[ABOUT THIS EXERCISE]
Read through the records below and copy each line that uses the word "being".

[RECORD SET]
PR #4501, opened 2025-10-13
Activate disabled tests

srikanth-sankaran:
Activate `org.eclipse.jdt.core.tests.dom.ASTConverter18Test.testBug425601_001()` and `org.eclipse.jdt.core.tests.dom.ASTConverter18Test.testBug425601_002` fixing problems in project set up for 1.8 compliance

### DIFF
--- a/org.eclipse.jdt.core.tests.model/src/org/eclipse/jdt/core/tests/dom/ASTConverter17Test.java
+++ b/org.eclipse.jdt.core.tests.model/src/org/eclipse/jdt/core/tests/dom/ASTConverter17Test.java
@@ -772,7 +772,7 @@ public class ASTConverter17Test extends ConverterTestSetup {
 	/*
 	 * https://bugs.eclipse.org/bugs/show_bug.cgi?id=399791
 	 */
-	public void _2551_test0021() throws JavaModelException {
+	public void test0021() throws JavaModelException {
 		String contents =
 				"public interface X {\n" +
 				"	static void foo(){}\n" +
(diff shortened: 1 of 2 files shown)


srikanth-sankaran:
As `org.eclipse.jdt.core.tests.dom.ConverterTestSetup.setUpJavaProject(String, String)` disables raw type warnings for 1.8 compliance, we don't need the SuppressWarning annotation in `org.eclipse.jdt.core.tests.dom.ASTConverter18Test.testBug425601_001()` and `org.eclipse.jdt.core.tests.dom.ASTConverter18Test.testBug425601_002()`

Having the suppress warnings annotation in place would result in the following diagnostic (correct) but unexpected by the test

```
1. INFO in /Converter18/src/testBug425601_001/Outer.java (at line 14)\r\n
	@SuppressWarnings("rawtypes")    Outer.Middle m3; \r\n
	                  ^^^^^^^^^^\n
At least one of the problems in category 'rawtypes' is not analysed due to a compiler option being ignored\n

```

( `org.eclipse.jdt.core.tests.dom.ConverterTestSetup.setUpJavaProject(String, String)`  should really disable raw type warnings for tests that use to run in 1.4- compliance mode earlier but are bumped up to 1.8 mode but it does what it does and the present PR leaves it alone and fixes ripples arising out of it)

srikanth-sankaran:
org.eclipse.jdt.core.tests.dom.ASTConverter17Test.test0021() and org.eclipse.jdt.core.tests.dom.ASTConverter17Test.test0022() are straightforward - They are expecting that AST would be flagged malformed if the code contains interface static methods, default methods and type annotations - simply not true in minimum 1.8 mode.

PR #4502, opened 2025-10-13
Active a couple of more disabled tests

srikanth-sankaran:
Adjust expectation that at 1.8, interface static methods, default methods and type annotations present in source would result in AST being flagged MALFORMED and reenabled disabled tests


srikanth-sankaran:
Subsumed into https://github.com/eclipse-jdt/eclipse.jdt.core/pull/4501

[TASK RESULT]
At least one of the problems in category 'rawtypes' is not analysed due to a compiler option being ignored\n
Adjust expectation that at 1.8, interface static methods, default methods and type annotations present in source would result in AST being flagged MALFORMED and reenabled disabled tests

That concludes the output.